• **Your task**:
Once the line containing "filtering of actions" is found in the records below, return it and each following line exactly, up to and including the line containing "src/actions/FreeRun.ts", and nothing else.

• **Source material**:

PR #195, opened 2022-01-02
Add ActionSource concept and include free runs + free kills.

phulin:
This is work on top of Rinn's #178 - I've added JSDoc for all exported members and made a few other changes. Only functional change was to make the finder only include expensive unlimited sources (e.g. LTBs) if a maximum cost is specified.

Rinn's original description:

*Move Free Runs into /Resources
*Add Free Kills
*Use shared ActionSource class for both runs and kills sources, which includes potential count (will currently overcount if counters are shared) and cost to use
*Support more robust filtering of actions
*Support merging actions
*Special case Asdon Martin: Spring-Loaded Front Bumper to only be used if a backup free run source is found
*Add support for various other free runs and kills


src/actions/FreeRun.ts
```diff
@@ -0,0 +1,300 @@
...
+
+const freeRunSources: ActionSource[] = [
+  // Free limited sources
+  new ActionSource(
+    $familiar`Frumious Bandersnatch`,
+    () =>
+      have($familiar`Frumious Bandersnatch`) &&
+      (have($effect`Ode to Booze`) || getSongCount() < getSongLimit()) &&
+      Bandersnatch.getRemainingRunaways() > 0
+        ? 0
```
Rinn, line 59: Right, I never had this return the potential, so it should for now just return Bandersnatch.getRemainingRunaways(). Same for boots.

Rinn (approved):
Yeah otherwise I think this is pretty good, thanks for running with this.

• **Exercise output**:
*Support more robust filtering of actions
*Support merging actions
*Special case Asdon Martin: Spring-Loaded Front Bumper to only be used if a backup free run source is found
*Add support for various other free runs and kills


src/actions/FreeRun.ts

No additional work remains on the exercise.